Issue #155, opened 2024-02-06
When redfish credentials are not set or not working, charm is constantly trying to use them


err404r:
When redfish credentials are not set or not working, charm is constantly trying to use them
This behavior is leading to exhausting BMC log size limits and could lead to lost logs etc.

I would suggest to switch charm to blocked state when redfish credentials are not working or something like this

Issue #136, opened 2023-12-13
scrape jobs never close connection 


helgharbi:
We received errors `Call to the Redfish API failed` (`RedfishCallFailed`)

in the log we have
```bash
INFO Login returned code 401: {"error":{"@Message.ExtendedInfo":[{"Message":"Unable to complete the operation because an invalid username and/or password is entered, and therefore authentication failed.","MessageArgs":[],"MessageArgs@odata.count":0,"MessageId":"IDRAC.2.5.SYS415","RelatedProperties":[],"RelatedProperties@odata.count":0,"Resolution":"Enter valid user name and password and retry the operation.","Severity":"Warning"}],"code":"Base.1.8.GeneralError","message":"A general error has occurred. See ExtendedInfo for more information"}}
```

After investigation we found that Redfish connection to iDRAC never ends causing new connection slow to establish.

```bash
racadm getssninfo
SSNID Type              User                                IP Address Login Date/Time    
---------------------------------------------------------------------------
249   REDFISH           root                               a.b.c.d 12/11/2023 11:40:25
250   REDFISH           root                               a.b.c.d 12/11/2023 11:40:33
254   REDFISH           root                               a.b.c.d 12/11/2023 11:46:25
255   REDFISH           root                               a.b.c.d 12/11/2023 11:46:33
257   REDFISH           root                               a.b.c.d12/11/2023 11:47:37
258   REDFISH           root                               a.b.c.d 12/11/2023 11:47:39
261   REDFISH           root                               a.b.c.d 12/11/2023 11:53:24
262   REDFISH           root                               a.b.c.d 12/11/2023 11:53:31
```

we found a workaround by running `racadm racreset soft` but the problem keeps coming back.

przemeklal:
Possible related to https://github.com/canonical/prometheus-hardware-exporter/issues/48

chanchiwai-ray:
Are you able to provide more logs from the exporter service, or from get more information `racadm` cli to help us troubleshoot the issue? From the source code where the redfish login and logout happens, we can't identity why it's being happening; there are logout command accompanied by login command...

przemeklal:
Shared internally.

chanchiwai-ray:
The [PR](https://github.com/canonical/prometheus-hardware-exporter/pull/64) I link can potentially reduce the occurrence of this (or even fix the issue altogether) if it's caused by the case you shared.

PR #182, opened 2024-03-04
Add redfish credential validation in `validate_exporter_configs`.

chanchiwai-ray:
This PR introduces the validation for the runtime config (i.e. redfish related config) in `validate_exporter_configs` function, and move the charm to `blocked` if the validation did not pass.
__________________________________________________
GOAL OF THE EXERCISE →
Tally every line of the entries that contains the word "root", and respond with that number only.

TASK RESULT →
8